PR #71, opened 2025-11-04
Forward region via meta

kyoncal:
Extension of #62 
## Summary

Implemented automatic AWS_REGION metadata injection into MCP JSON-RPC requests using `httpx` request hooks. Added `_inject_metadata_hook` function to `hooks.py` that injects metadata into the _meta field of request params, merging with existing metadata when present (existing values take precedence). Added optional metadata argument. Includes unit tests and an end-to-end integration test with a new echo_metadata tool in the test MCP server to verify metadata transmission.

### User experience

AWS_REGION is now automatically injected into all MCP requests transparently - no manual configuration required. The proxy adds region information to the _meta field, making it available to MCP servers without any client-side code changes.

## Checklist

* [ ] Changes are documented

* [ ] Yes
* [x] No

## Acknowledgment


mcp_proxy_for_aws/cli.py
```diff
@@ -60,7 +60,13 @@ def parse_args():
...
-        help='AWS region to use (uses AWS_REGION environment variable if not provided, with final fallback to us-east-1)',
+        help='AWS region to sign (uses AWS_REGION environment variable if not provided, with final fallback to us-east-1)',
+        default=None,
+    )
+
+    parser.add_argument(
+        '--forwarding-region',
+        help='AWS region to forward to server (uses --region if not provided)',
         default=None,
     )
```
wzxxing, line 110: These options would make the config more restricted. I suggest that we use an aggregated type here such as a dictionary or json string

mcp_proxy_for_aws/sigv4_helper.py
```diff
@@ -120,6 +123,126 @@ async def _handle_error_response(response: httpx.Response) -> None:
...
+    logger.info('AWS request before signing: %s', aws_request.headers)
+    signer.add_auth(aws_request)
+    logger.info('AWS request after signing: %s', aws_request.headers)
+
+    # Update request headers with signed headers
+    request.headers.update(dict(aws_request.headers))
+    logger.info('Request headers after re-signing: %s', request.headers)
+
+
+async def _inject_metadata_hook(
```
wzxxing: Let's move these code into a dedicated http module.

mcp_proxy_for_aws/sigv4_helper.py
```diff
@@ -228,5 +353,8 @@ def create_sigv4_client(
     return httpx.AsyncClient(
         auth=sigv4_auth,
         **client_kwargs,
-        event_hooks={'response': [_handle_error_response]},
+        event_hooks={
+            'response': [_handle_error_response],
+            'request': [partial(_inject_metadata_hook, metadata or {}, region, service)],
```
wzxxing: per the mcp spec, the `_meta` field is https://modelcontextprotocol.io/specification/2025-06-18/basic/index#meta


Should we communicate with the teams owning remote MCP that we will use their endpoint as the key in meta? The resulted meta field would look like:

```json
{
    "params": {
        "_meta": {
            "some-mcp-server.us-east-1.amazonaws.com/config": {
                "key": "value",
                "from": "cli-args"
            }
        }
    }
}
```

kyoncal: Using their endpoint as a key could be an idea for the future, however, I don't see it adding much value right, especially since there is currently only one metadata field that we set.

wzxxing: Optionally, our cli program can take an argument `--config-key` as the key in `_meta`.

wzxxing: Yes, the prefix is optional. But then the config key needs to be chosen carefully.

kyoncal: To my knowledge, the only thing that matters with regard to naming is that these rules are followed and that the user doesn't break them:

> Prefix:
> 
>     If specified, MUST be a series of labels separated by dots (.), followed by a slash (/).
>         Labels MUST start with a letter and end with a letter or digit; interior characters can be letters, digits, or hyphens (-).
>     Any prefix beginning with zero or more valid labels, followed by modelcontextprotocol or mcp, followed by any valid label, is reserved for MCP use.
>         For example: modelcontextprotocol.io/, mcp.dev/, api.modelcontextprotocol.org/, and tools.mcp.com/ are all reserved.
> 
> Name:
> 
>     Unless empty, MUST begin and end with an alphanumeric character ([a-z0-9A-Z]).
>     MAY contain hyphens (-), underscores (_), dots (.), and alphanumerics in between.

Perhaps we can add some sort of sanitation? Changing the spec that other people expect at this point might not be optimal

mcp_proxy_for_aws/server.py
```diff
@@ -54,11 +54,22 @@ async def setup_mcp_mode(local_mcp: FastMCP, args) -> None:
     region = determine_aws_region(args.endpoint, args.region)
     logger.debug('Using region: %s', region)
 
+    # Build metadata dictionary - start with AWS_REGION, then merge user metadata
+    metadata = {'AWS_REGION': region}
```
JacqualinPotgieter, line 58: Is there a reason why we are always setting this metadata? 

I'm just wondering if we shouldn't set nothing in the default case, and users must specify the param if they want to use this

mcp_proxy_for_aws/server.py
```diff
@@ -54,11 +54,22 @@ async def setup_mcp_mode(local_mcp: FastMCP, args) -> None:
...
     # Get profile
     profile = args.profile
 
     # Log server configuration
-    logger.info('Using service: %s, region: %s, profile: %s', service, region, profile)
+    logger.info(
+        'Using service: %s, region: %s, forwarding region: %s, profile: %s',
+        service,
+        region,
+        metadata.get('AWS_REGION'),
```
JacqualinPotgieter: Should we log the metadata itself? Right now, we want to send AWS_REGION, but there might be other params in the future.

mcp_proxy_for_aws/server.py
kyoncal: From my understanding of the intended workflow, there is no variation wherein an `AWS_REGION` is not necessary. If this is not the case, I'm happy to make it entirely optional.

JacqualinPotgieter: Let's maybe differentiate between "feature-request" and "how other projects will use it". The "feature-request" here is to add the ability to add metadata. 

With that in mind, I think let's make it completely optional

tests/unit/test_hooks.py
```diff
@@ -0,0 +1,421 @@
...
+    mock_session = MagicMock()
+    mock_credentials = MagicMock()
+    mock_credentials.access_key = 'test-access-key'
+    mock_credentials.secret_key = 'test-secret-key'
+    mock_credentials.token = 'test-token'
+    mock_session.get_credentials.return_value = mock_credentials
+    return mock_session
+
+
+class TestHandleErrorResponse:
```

→ **Your objective**: Give back every entry, unchanged in any way.

→ **Task solution**:
PR #71, opened 2025-11-04
Forward region via meta

kyoncal:
Extension of #62 
## Summary

Implemented automatic AWS_REGION metadata injection into MCP JSON-RPC requests using `httpx` request hooks. Added `_inject_metadata_hook` function to `hooks.py` that injects metadata into the _meta field of request params, merging with existing metadata when present (existing values take precedence). Added optional metadata argument. Includes unit tests and an end-to-end integration test with a new echo_metadata tool in the test MCP server to verify metadata transmission.

### User experience

AWS_REGION is now automatically injected into all MCP requests transparently - no manual configuration required. The proxy adds region information to the _meta field, making it available to MCP servers without any client-side code changes.

## Checklist

* [ ] Changes are documented

* [ ] Yes
* [x] No

## Acknowledgment


mcp_proxy_for_aws/cli.py
```diff
@@ -60,7 +60,13 @@ def parse_args():
...
-        help='AWS region to use (uses AWS_REGION environment variable if not provided, with final fallback to us-east-1)',
+        help='AWS region to sign (uses AWS_REGION environment variable if not provided, with final fallback to us-east-1)',
+        default=None,
+    )
+
+    parser.add_argument(
+        '--forwarding-region',
+        help='AWS region to forward to server (uses --region if not provided)',
         default=None,
     )
```
wzxxing, line 110: These options would make the config more restricted. I suggest that we use an aggregated type here such as a dictionary or json string

mcp_proxy_for_aws/sigv4_helper.py
```diff
@@ -120,6 +123,126 @@ async def _handle_error_response(response: httpx.Response) -> None:
...
+    logger.info('AWS request before signing: %s', aws_request.headers)
+    signer.add_auth(aws_request)
+    logger.info('AWS request after signing: %s', aws_request.headers)
+
+    # Update request headers with signed headers
+    request.headers.update(dict(aws_request.headers))
+    logger.info('Request headers after re-signing: %s', request.headers)
+
+
+async def _inject_metadata_hook(
```
wzxxing: Let's move these code into a dedicated http module.

mcp_proxy_for_aws/sigv4_helper.py
```diff
@@ -228,5 +353,8 @@ def create_sigv4_client(
     return httpx.AsyncClient(
         auth=sigv4_auth,
         **client_kwargs,
-        event_hooks={'response': [_handle_error_response]},
+        event_hooks={
+            'response': [_handle_error_response],
+            'request': [partial(_inject_metadata_hook, metadata or {}, region, service)],
```
wzxxing: per the mcp spec, the `_meta` field is https://modelcontextprotocol.io/specification/2025-06-18/basic/index#meta


Should we communicate with the teams owning remote MCP that we will use their endpoint as the key in meta? The resulted meta field would look like:

```json
{
    "params": {
        "_meta": {
            "some-mcp-server.us-east-1.amazonaws.com/config": {
                "key": "value",
                "from": "cli-args"
            }
        }
    }
}
```

kyoncal: Using their endpoint as a key could be an idea for the future, however, I don't see it adding much value right, especially since there is currently only one metadata field that we set.

wzxxing: Optionally, our cli program can take an argument `--config-key` as the key in `_meta`.

wzxxing: Yes, the prefix is optional. But then the config key needs to be chosen carefully.

kyoncal: To my knowledge, the only thing that matters with regard to naming is that these rules are followed and that the user doesn't break them:

> Prefix:
> 
>     If specified, MUST be a series of labels separated by dots (.), followed by a slash (/).
>         Labels MUST start with a letter and end with a letter or digit; interior characters can be letters, digits, or hyphens (-).
>     Any prefix beginning with zero or more valid labels, followed by modelcontextprotocol or mcp, followed by any valid label, is reserved for MCP use.
>         For example: modelcontextprotocol.io/, mcp.dev/, api.modelcontextprotocol.org/, and tools.mcp.com/ are all reserved.
> 
> Name:
> 
>     Unless empty, MUST begin and end with an alphanumeric character ([a-z0-9A-Z]).
>     MAY contain hyphens (-), underscores (_), dots (.), and alphanumerics in between.

Perhaps we can add some sort of sanitation? Changing the spec that other people expect at this point might not be optimal

mcp_proxy_for_aws/server.py
```diff
@@ -54,11 +54,22 @@ async def setup_mcp_mode(local_mcp: FastMCP, args) -> None:
     region = determine_aws_region(args.endpoint, args.region)
     logger.debug('Using region: %s', region)
 
+    # Build metadata dictionary - start with AWS_REGION, then merge user metadata
+    metadata = {'AWS_REGION': region}
```
JacqualinPotgieter, line 58: Is there a reason why we are always setting this metadata? 

I'm just wondering if we shouldn't set nothing in the default case, and users must specify the param if they want to use this

mcp_proxy_for_aws/server.py
```diff
@@ -54,11 +54,22 @@ async def setup_mcp_mode(local_mcp: FastMCP, args) -> None:
...
     # Get profile
     profile = args.profile
 
     # Log server configuration
-    logger.info('Using service: %s, region: %s, profile: %s', service, region, profile)
+    logger.info(
+        'Using service: %s, region: %s, forwarding region: %s, profile: %s',
+        service,
+        region,
+        metadata.get('AWS_REGION'),
```
JacqualinPotgieter: Should we log the metadata itself? Right now, we want to send AWS_REGION, but there might be other params in the future.

mcp_proxy_for_aws/server.py
kyoncal: From my understanding of the intended workflow, there is no variation wherein an `AWS_REGION` is not necessary. If this is not the case, I'm happy to make it entirely optional.

JacqualinPotgieter: Let's maybe differentiate between "feature-request" and "how other projects will use it". The "feature-request" here is to add the ability to add metadata. 

With that in mind, I think let's make it completely optional

tests/unit/test_hooks.py
```diff
@@ -0,0 +1,421 @@
...
+    mock_session = MagicMock()
+    mock_credentials = MagicMock()
+    mock_credentials.access_key = 'test-access-key'
+    mock_credentials.secret_key = 'test-secret-key'
+    mock_credentials.token = 'test-token'
+    mock_session.get_credentials.return_value = mock_credentials
+    return mock_session
+
+
+class TestHandleErrorResponse:
```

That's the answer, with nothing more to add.